Last updated: December 22, 2024

When it comes to visualizing stock market data, generating daily and intraday charts can be a crucial part of a trader's toolkit. Mplfinance, a library for creating financial charts in Python, makes this easier by providing an intuitive interface and powerful set of charting capabilities. In this article, I'll walk you through the process of automating the creation of these charts using mplfinance.

What is mplfinance?

mplfinance is a library built around matplotlib, explicitly geared for financial data plotting. Leveraging the capabilities of Python’s pandas to manipulate data, it allows you to create high-quality candlestick, moving averages, and other market analyses charts effortlessly.

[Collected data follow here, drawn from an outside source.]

Issue #9018, opened 2022-05-09
Implement MVP product tags for KB to increase findability


EWashb:
## Background ##

As a knowledge base user, I would like to see KB articles labeled in an obvious way to determine what is relevant for my tasks. 

## Assumptions ##

KB article tags empower the editor to help themselves troubleshoot and find the information they need to produce high-quality content
![image (4).png](https://images.zenhubusercontent.com/614b6cbe05afafb268be4c0b/ad72a9e0-091e-41cd-9054-684ec5d37b61)

## Acceptance Criteria ##

- [x] UX design and writing review before implementation

Revised ACs as of 5/17/22

-[ ] Review process and feasibility for linking the product tags
-[ ] determine if it is best practice to link only those that have a landing page to go to or if it is best to wait until all are create

msbtterswrth:
Approved design screenshot is below. First tag is a non-linked tag, second is linked. 
![image](https://user-images.githubusercontent.com/8375335/169098247-8af839f7-a194-48f0-81c5-7a95402be716.png)

EWashb:
We are going to put this on hold for Sprint 58 to determine the proper workflow. Some things to consider:

1. Should these be visible if they aren't taking to anywhere since the functionality appears to be a link
2. Should this go out with no links?
3. Should this go out with some linked and some not (since we don't have product landing pages for all tags)

rachel-kauff:
@EWashb I reckon we should kick this back into the icebox for now until we do a focused effort on KB stylin'

msbtterswrth:
Worked with cindy to refine the MVP design: 
![image](https://user-images.githubusercontent.com/8375335/180301680-c85dd7db-cb67-49d8-bf93-dd8e50c0dbca.png)

PR #9027, opened 2022-05-09
VACMS-9018: Add product tags to KB detail pages.

msbtterswrth:
## Description

Relates to #9018.

## Testing done
manual, cypress

## Screenshots
image

## QA steps

As cms user, 
1. Go to a KB page (`/help/vamc/how-to-edit-a-vamc-system-homepage`)
   - [ ] Validate that the product tags appear under the page introduction
   - [ ] Validate that the 'last updated' time appears above the page introduction
2. Then validate Acceptance Criteria from issue
   - [ ] UX design and writing review before implementation

### Definition of Done

### Select Team for PR review

- [ ] `Platform CMS Team`
- [ ] `Sitewide program`
- [x] `⭐️ Sitewide CMS`
- [ ] `⭐️ Public websites`
- [ ] `⭐️ Facilities`
- [ ] `⭐️ User support`

- [ ] `DO NOT MERGE`

- [ ] `Needs PO review`

### DIFF
--- a/docroot/themes/custom/vagovclaro/templates/node/node--documentation-page.html.twig
+++ b/docroot/themes/custom/vagovclaro/templates/node/node--documentation-page.html.twig
@@ -103,10 +103,13 @@
   {{ title_suffix }}
 
   <div{{ content_attributes.addClass('node__content') }}>
-    {{ content }}
-    <div class="last_updated">
-      Last updated: {{ node.changed.value|date("F j, Y") }} | {{ about }}
+    <div class="tags">
+      {{ content.field_products }}
     </div>
+    {{ content }}
+    {# <div class="last_updated">
+      Last updated: {{ node.changed.value|date("F j, Y") }} | {{ about }}
+    </div> #}
   </div>
 
 </article>
--- a/docroot/themes/custom/vagovclaro/assets/scss/pages/_kb-pages.scss
+++ b/docroot/themes/custom/vagovclaro/assets/scss/pages/_kb-pages.scss
@@ -152,3 +152,16 @@
     margin: 0;
   }
 }
+
+.field--name-field-products {
+  .field__item {
+    background: var(--va-gray-cool-light);
+    border-radius: 20px;
+    display: inline-block;
+    font-size: 12px !important;
+    font-weight: 700;
+    margin-right: var(--space-s) !important;
+    padding: var(--space-xs) var(--space-m);
+    text-transform: uppercase;
+  }
+}


docroot/themes/custom/vagovclaro/templates/node/node--documentation-page.html.twig
```diff
@@ -103,10 +103,13 @@
   {{ title_suffix }}
 
   <div{{ content_attributes.addClass('node__content') }}>
+    <div class="tags">
```
tjheffner, line 106: this and the commented out portion below can both be removed, i think. the `tags` class isn't actually being used as far as i can tell, because the blocks are set using layout builder.  This means they print under the `{{ content }}` variable anyway.

Screen Shot 2022-05-10 at 12 01 52 PM


if we want to continue to use layout builder for the KB pages that's fine (maybe worth a discussion?) but let's clean up the template then

tjheffner (changes requested):

docroot/themes/custom/vagovclaro/templates/node/node--documentation-page.html.twig
msbtterswrth: Whoops! good catch! I was going to go down the template path but forgot to take it out when I realized it was using layout builder. Let's bring layout builder usage up at out next scrum/coworking or something!

kevwalsh:
A long time ago (Q3 2021), we had a notion that the product tags might be clickable, and take the user to the product's landing page in the KB. That KB landing page can be specified in the product taxonomy term (eg, the same thing in the CMS that the tag uses). Did we consider that for this iteration?

msbtterswrth:
@kevwalsh I thought about it, but those pages are _pretty_ ugly at the moment and we thought it might be better to include that when we fix the display of the search a bit, which I think was our next focus for KB improvements.

kevwalsh:
not sure if we're talking about the same thing. It's not a search page. it's a curated landing page, the same one that is linked from the left nav. Like [VAMCs](https://prod.cms.va.gov/help/vamc) or [Vet Centers](https://prod.cms.va.gov/help/vet-centers).

msbtterswrth:
oh @kevwalsh i see what you mean. We could totally do it, or we can wait to add that, i think we _also_ talked about creating a new content type for kb landing pages and it might be better to wait for that, or not. Totally can go either way!

swirtSJW:
I'm stuck on validating this mystery 

> UX design and writing review before implementation

I dont see anything in the original issue to show the design and writing review.

msbtterswrth:
@swirtSJW that's for the review by @rachel-kauff and @cjterdi. I wonder if we should separate ACs for devs/ux?

swirtSJW:
> @swirtSJW that's for the review by @rachel-kauff and @cjterdi. I wonder if we should separate ACs for devs/ux?
Ideally I think it shouldn't matter.   Any one person should be able to pick up a PR and be able to run through the QA steps.   The design comps / words should be there and anyone should be able to validate that it does or does not match.   It should never be nebulous about what the criteria is.

msbtterswrth:
During coworking with @cjterdi we settled on the currently implemented design with the intent to revisit it when we re-theme the whole KB.

swirtSJW:
Rollout [conversation here](https://dsva.slack.com/archives/CT4GZBM8F/p1652895938904109)

EWashb:
Not sure if this is the proper place to note, but we will put this on hold for Sprint 58. I have made some notes in the original ticket for things to discuss before this is implemented. I will also update the ACs on the original ticket.

msbtterswrth:
I commented out the linked terms for now, until they're ready to be turned on in a future state per MVP convos with the team.

msbtterswrth:
Implemented design discussed during coworking. 
image

PR #9100, opened 2022-05-17
[DNM] Revert "Enable base next module without adding any settings."

timcosgrove:
Reverts department-of-veterans-affairs/va.gov-cms#9089


timcosgrove:
Not needed; see #9102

Setting Up Your Environment

Before diving into chart creation, ensure you have Python and the necessary libraries installed. If you haven't already, you can set up your environment by installing the dependencies via pip:

pip install mplfinance pandas

These two packages are key components needed to facilitate data handling and chart generation.

Loading Your Data

To start creating your charts, you'll first need to gather your market data. Usually, this can be in the form of a CSV file that includes historical stock data. For this example, let's assume we have a CSV file named data.csv:

import pandas as pd

data = pd.read_csv('data.csv', index_col=0, parse_dates=True)
print(data.head())

This piece of code loads the data into a DataFrame, which mplfinance can use.

Generating Daily Charts

Once the data is loaded, generating a daily candle chart is straightforward:

import mplfinance as mpf

mpf.plot(data, type='candle', title='Daily Candlestick Chart', style='yahoo', mav=(5,10,20))

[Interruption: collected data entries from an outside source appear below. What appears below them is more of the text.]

PR #9256, opened 2022-05-26
VACMS-9171 announcement block & alert updates

tjheffner:
## Description
Closes #9171. Had a design sync with @cjterdi and @rachel-kauff and we collaboratively updated some of the alert styles in concert with the new CMS announcement block type.

- Created new announcement block component in the design system w/ interactive storybook example for the different types (maybe should be split out to 4 standalone like the other alerts are)
- Updated existing theme templates for announcement blocks to use the DS
- Updated system status alerts to match new design direction

## Testing done
- New design system component in storybook
- Added a new announcement block to specific content types. Verified that all 4 types of announcement block render correctly
- Verified new alert styles render correctly

## Screenshots
Screen Shot 2022-05-26 at 1 39 17 PM
Screen Shot 2022-05-26 at 1 40 45 PM

## QA steps

- Visit the storybook link and see that there is a new component for the announcement block
- In storybook see that existing alerts now have a variant for no background (you may need to hit 'a' to bring up the controls panel)

- In Drupal, log in as an admin and visit `/block/add?destination=/admin/structure/block/block-content`.
- Add a cms announcement. Block description is the administrative label that will appear when it is placed in the block layout list, the title field is the title of the announcement.
- After creating the block, visit `/admin/structure/block` and place this new block in the Content Region (search for your label to find it quickly). Configure it to only be visible on certain content types (ex. VAMC Facility)

Screen Shot 2022-05-26 at 1 48 47 PM
- After placing the block, drag it to the top of the region to ensure it shows up where it's supposed to on the page. 

- Visit an existing node of the content type you restricted the block visibility to. See that hte block shows up on the page, and system status alerts appear below it with the updated styles.

### Definition of Done

- [ ] Documentation has been updated, if applicable.
- [ ] Tests have been added if necessary.
- [ ] Automated tests have passed.
- [ ] Code Quality Tests have passed.
- [ ] Acceptance Criteria in related issue are met.
- [ ] Manual Code Review Approved.

### Select Team for PR review

- [ ] `Platform CMS Team`
- [ ] `Sitewide program`
- [x] `⭐️ Sitewide CMS`
- [ ] `⭐️ Public websites`
- [ ] `⭐️ Facilities`
- [ ] `⭐️ User support`

### CMS user-facing annoucement

Is an announcement needed to let editors know of this change?
- [ ] Yes, and it's written in issue ____ and queued for publication.
  - [ ] Merge and ping @ rachel-kauff so she's ready to publish after deployment
[...]

PR #9281, opened 2022-05-31
VACMS-9171 cms announcement block + alert updates

### LINKED ISSUE #9171: Update alert styles
## Background

As the CMS announcement block was introduced, it has caused inconsistent sizing with system status alerts that appear at full screen. The issue does not appear all the time (users won't necessarily have all of these alerts at any given time), but it could be possible. The VAMC Facility page > edit node page below shows an example of what it could be like with current state:
image

Figma:
https://www.figma.com/file/EO0oAAViKMpwGUwMYpAM9E/DS-Templates?node-id=29%3A145549

Desired appearance:
Screen Shot 2022-05-26 at 10 51 47 AM
Screen Shot 2022-05-26 at 10 51 59 AM
Screen Shot 2022-05-26 at 10 52 08 AM

## Acceptance Criteria
- [ ] CMS Announcement Block resized to match width of other alerts
- [ ] Background color removed from system status alerts, spacing adjusted
- [ ] Sitewide CMS design review for appropriate margins
- [ ] Implementation into Storybook

tjheffner:
## Description
Closes #9171. This PR replaces the PR open in #9256 which I dirtied the git history. Sorry for the noise. 

Had a design sync with @cjterdi and @rachel-kauff and we collaboratively updated some of the alert styles in concert with the new CMS announcement block type.

- Created new announcement block component in the design system w/ interactive storybook example for the different types (maybe should be split out to 4 standalone like the other alerts are)
- Updated existing theme templates for announcement blocks to use the DS
- Updated system status alerts to match new design direction
- Updated announcement block "announcement type" field to only the two options, per @rachel-kauff in the previous closed pr (dirty git history #9256)

## Testing done
- New design system component in storybook
- Added a new announcement block to specific content types. Verified that all 4 types of announcement block render correctly
- Verified new alert styles render correctly

## Screenshots
Screen Shot 2022-05-26 at 1 39 17 PM
Screen Shot 2022-05-26 at 1 40 45 PM

## QA steps

- Visit the storybook link and see that there is a new component for the announcement block
- In storybook see that existing alerts now have a variant for no background (you may need to hit 'a' to bring up the controls panel)

- In Drupal, log in as an admin and visit `/block/add?destination=/admin/structure/block/block-content`.
- Add a cms announcement. Block description is the administrative label that will appear when it is placed in the block layout list, the title field is the title of the announcement.
- After creating the block, visit `/admin/structure/block` and place this new block in the Content Region (search for your label to find it quickly). Configure it to only be visible on certain content types (ex. VAMC Facility)

Screen Shot 2022-05-26 at 1 48 47 PM
- After placing the block, drag it to the top of the region to ensure it shows up where it's supposed to on the page. 

- Visit an existing node of the content type you restricted the block visibility to. See that hte block shows up on the page, and system status alerts appear below it with the updated styles.

### Select Team for PR review

- [ ] `Platform CMS Team`
- [ ] `Sitewide program`
- [x] `⭐️ Sitewide CMS`
- [ ] `⭐️ Public websites`
- [ ] `⭐️ Facilities`
- [ ] `⭐️ User support`


rachel-kauff:
For some reason when I try to turn off the bg in storybook the component disappears from the preview box. Not sure if this is a problem with the component specifically, or a weird bug with Storybook in general.

Screen Shot 2022-06-01 at 8 50 15 AM

tjheffner:
> For some reason when I try to turn off the bg in storybook the component disappears from the preview box. Not sure if this is a problem with the component specifically, or a weird bug with Storybook in general.

It is a weird bug from how we have to render twig in Storybook. but good to know about! I will likely have to create separate variants for each case instead of a dynamic example

rachel-kauff:
@tjheffner I have some more suggestions for the UX writing for the field labels and help text for this block edit form, but want to check with you first to see if it's worth the effort. It's not bad, but could be more clear. Is that in scope for this ticket?

docroot/design-system/components/announcement-block/announcement-block.twig
```diff
@@ -0,0 +1,63 @@
...
+]
+%}
+
+{% set icon = '' %}
+
+{% if type is same as('information') %}
+  {% set icon = 'circle-info' %}
+{% elseif type is same as('warning') %}
+  {% set icon = 'warning' %}
+{% elseif type is same as('emergency') %}
```
msbtterswrth, line 45: Should we remove this statement if we're taking out 'emergency' as an option in the CMS?

docroot/design-system/components/announcement-block/announcement.scss
```diff
@@ -0,0 +1,68 @@
...
+    }
+  }
+
+  &.new {
+    background: var(--va-mint);
+
+    .title svg {
+      color: var(--va-green);
+    }
+  }
```
msbtterswrth, line 42: Should we also take these out if we're removing those options from the CMS?

msbtterswrth (changes requested):
Just a couple minor things, looks great!

docroot/design-system/components/announcement-block/announcement-block.twig
tjheffner: I left them in just in case we do add those options back in the future.... they render in SB only for now

docroot/design-system/components/announcement-block/announcement.scss
tjheffner: I left them in just in case we do add those options back in the future.... they render in SB only for now

msbtterswrth (approved):
Looks good! thanks for porting this over to DS :)

rachel-kauff:
Per our discussion about splitting the UI help text & label changes into a separate ticket, I'm gonna approve this one so it can get on with its life.

rachel-kauff (approved):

Here, the code generates a candlestick chart of your data with moving averages of 5, 10, and 20 days. The style is set to 'yahoo', which is one amongst various available styles in mplfinance that modifies the aesthetics of the chart.

Creating Intraday Charts

Generating intraday charts is not much different than daily charts. However, they offer fine-grained insights by focusing on time intervals shorter than the daily spectrum:

intraday_data = data.between_time('09:30', '16:00')
mpf.plot(intraday_data, type='ohlc', title='Intraday 5-Minute OHLC', style='charles', volume=True)

This code snippet specifically filters the data to include only regular market hours and plots the chart with OHLC bars.

Automation Techniques

To automate these chart generation tasks, you can use Python scripts that run at scheduled intervals using utilities like cron jobs on Unix or Task Scheduler on Windows.

# Automate using schedule library
import schedule
import time

def job():
    mpf.plot(data, type='candle', title='Automated Daily Candle Chart', style='mike')

# Setup a schedule to run every day at market close
schedule.every().day.at("16:30").do(job)

while True:
    schedule.run_pending()
    time.sleep(60)

This script showcases automation using the schedule library that runs the chart generation function every day after market close, maintaining your insights upto date.

Conclusion

Using the mplfinance library simplifies the complex task of financial chart plotting. By automating these tasks, you not only save on substantial manual workload but also ensure consistency and reliability in your trading insights. Whether you’d like to visualize daily or intraday data, mplfinance streamlines it through just a few lines of Python, critical for any data-driven traders building strategic insights.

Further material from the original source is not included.